PR #2771, opened 2026-07-02
Fix #2099: allow a class to reuse a name claimed by an implicit namespace

### LINKED ISSUE #2099: No longer have class and namespace with same name
**Describe the bug**

I use the VSCode extension for plantuml which ships with `1.2024.3-gplv2` as far as I can tell. In this version I was capable of creating a namespace with a certain name, and then a class with the same name. I use this to organise sub-classes in my diagrams better.

Since upgrading Plantuml with homebrew to `1.2025.1` this is not working and throws an error. I am unsure which version introduced this issue as it had been a while since I upgraded Homebrew's Plantuml, but I think the issue was also present back in `1.2024.8`.

**To Reproduce**

Use diagram with `1.2025.1` (or `1.2024.8`):

```
namespace Organisation {
  class SubClass
}
class Organisation
```

to output:

Image

**Expected behavior**

Use same uml code should output:
Image

**Version info:**

- OS: macos 15.3.1
- Browser: n/a
- Plantuml Version: 1.2025.1, 1.2024.8

herley-shaori:
## Background

`class a.b` implicitly creates a namespace/group `a` containing `b`. Since `1.2023.2` (commit `58cc4e096b4`, Feb 2023), that implicit group is promoted eagerly during parsing instead of lazily at final render time, so a later `class a` finds quark `a` already occupied by a `GROUP` entity and fails `Entity.muteToType`'s whitelist check, producing `(Error)`.

In the issue thread, `@The-Lum` posted the minimal repro:
```plantuml
@startuml
set separator .
class a.b
class a
@enduml
```
`@arnaudroques` confirmed this is a real problem ("Having the same ID for a class and a package is indeed an issue") and agreed to rework the design to support it. `@designermonkey` reported real-world impact - this is a regression (functionality that previously worked), not a new feature request, and it forced editing "many, many UML diagrams" to work around.

One correction worth noting: I root-caused this with `git bisect` against actual historical builds rather than just reading the code, and the break is older than the thread assumed - it's been present in every release since `v1.2023.2` (Feb 2023), not something that changed between `1.2024.3` and `1.2025.1`.

## What this PR does

**Commit 1** - the core fix: adds a `phantomGroup` flag to `Entity`, set when a group is auto-created purely from a dotted child name (`eventuallyBuildPhantomGroups`), and cleared when a group is explicitly declared via `namespace`/`package`. `Entity.muteToType` now allows converting a phantom group into a leaf/class, while explicit namespaces are untouched and still correctly reject a same-named class (relation/arrow resolution depends on that staying unambiguous for real namespaces - verified with a manual check, see below).

**Commit 2** - a real bug the first commit's own tests didn't catch: checking only `Diagram.getDescription()` isn't enough. A promoted phantom-group `Entity` kept the `Bodier` built by `CucaDiagram.createGroup` (a plain `BodierSimple`, never bound to a leaf via `Bodier.setLeaf`, and unable to render fields/methods - it throws `UnsupportedOperationException` on `getMethodsToDisplay`/`getFieldsToDisplay`). The description succeeded while actually rendering the image crashed with a `NullPointerException` in `BodyEnhanced1` ("Cannot invoke `Entity.getColors()` because `entity` is null"), reproducibly, even for the basic repro above with no relations or body content. Fixed by building a fresh `Bodier` via `BodyFactory.createLeaf` (the same call used for a brand-new leaf) and binding it with `setLeaf`, right at the point of promotion.

## Testing

All of this was verified by actually rendering SVG images, not just checking diagram descriptions/entity state - the second commit exists specifically because the first round of testing looked clean at the description level but crashed on real render:

- Basic repro (`class a.b` / `class a`): previously `(Error)`, now succeeds; previously crashed on image render, now renders cleanly.
- A relation pointing at the phantom group before it gets promoted (`class a.b` / `X --> a` / `class a`): previously crashed on render, now renders cleanly.
- Multiple children under the phantom group before promotion (`class a.b`, `class a.c`, `class a`): previously crashed on render, now renders cleanly.
- The promoted class with real body content (fields/methods) - the scenario that specifically needed a proper leaf `Bodier`: previously crashed on render, now renders cleanly.
- Explicit `namespace a { }` + `class a` still correctly rejected - confirmed this fix does not weaken that protection.
- Full suite: 2985 passed, 0 failed, 11 skipped (all pre-existing, unrelated to this change).

The four rendering scenarios above are now permanent regression tests in `NamespaceSameNameAsClassTest`, asserting on the actual rendered SVG (not just the description), so this specific class of bug - fix looks correct at the description level but crashes on real render - can't silently reappear.

Refs #2099

### DIFF
--- a/src/main/java/net/atmp/CucaDiagram.java
+++ b/src/main/java/net/atmp/CucaDiagram.java
@@ -329,6 +329,7 @@ public abstract class CucaDiagram extends TitledDiagram implements GroupHierarch
 				// final Display display = Display.getWithNewlines(quark.getQualifiedName());
 				final Display display = Display.getWithNewlines(getPragma(), quark.getName());
 				final Entity result = this.createGroup(location, quark, GroupType.PACKAGE);
+				result.setPhantomGroup(true);
 				result.setDisplay(display);
 			}
 		}
@@ -353,6 +354,9 @@ public abstract class CucaDiagram extends TitledDiagram implements GroupHierarch
 		}
 		final Entity ent = quark.getData();
 		ent.muteToGroupType(type);
+		// This group is now explicitly declared by the user (namespace/package
+		// command), so it is no longer a mere implicit/phantom group.
+		ent.setPhantomGroup(false);
 		if (usymbol != null)
 			ent.setUSymbol(usymbol);
 
--- a/src/main/java/net/sourceforge/plantuml/abel/Entity.java
+++ b/src/main/java/net/sourceforge/plantuml/abel/Entity.java
@@ -106,6 +106,7 @@ final public class Entity implements SpecificBackcolorable, Hideable, Removeable
 	private String generic;
 
 	private GroupType groupType;
+	private boolean phantomGroup;
 
 	// Other
 	private Margins margins = Margins.NONE;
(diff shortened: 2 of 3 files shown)


arnaudroques:
Thanks for your contribution!

I may be wrong, but this does not completely solve the issue.
(see https://github.com/plantuml/plantuml/commit/06848d28d6ad03bdcfb26e3363b009a92ce50457 )

The following example:

```plantuml
@startuml
set separator .
class a.b
class a
@enduml
```

render this: 
image

Without any "b" class.

Is this the expected result?

herley-shaori:
You're right, that's not the expected result - confirmed it as a real bug and opened a follow-up fix: #2772.

**Quick summary:**
- `b` wasn't actually lost from the data model (it still exists as a genuine leaf `Entity`), it was a rendering gap: `GraphvizImageBuilder` only finds entities via (1) recursing into direct children that are still `GROUP` type, or (2) leafs whose parent container is exactly the diagram root. Since `a` is promoted from a phantom namespace to a plain class (no longer a `GROUP`), neither path reached `b` anymore - it fell between the two.
- Fix: `getUnpackagedEntities()` now walks up the container chain past any plain-leaf container until it hits the root (treated as top-level, same as before) or a real `GROUP` (left to the normal nesting path, untouched). Explicit `namespace`/`package` nesting is unaffected.
- Verified with failing-first tests reproducing your exact example (asserting the rendered SVG contains both `a` and `b`), visual confirmation that `a`/`b`/`c` all render correctly now, confirmed real namespaces still nest normally, and a full suite run (2988 passed, 0 failed).

Details and evidence are in the #2772 description.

TO DO:
I would like you to report every line in the listing above that contains "atmp".

OUTPUT FOR THIS EXERCISE:
--- a/src/main/java/net/atmp/CucaDiagram.java
+++ b/src/main/java/net/atmp/CucaDiagram.java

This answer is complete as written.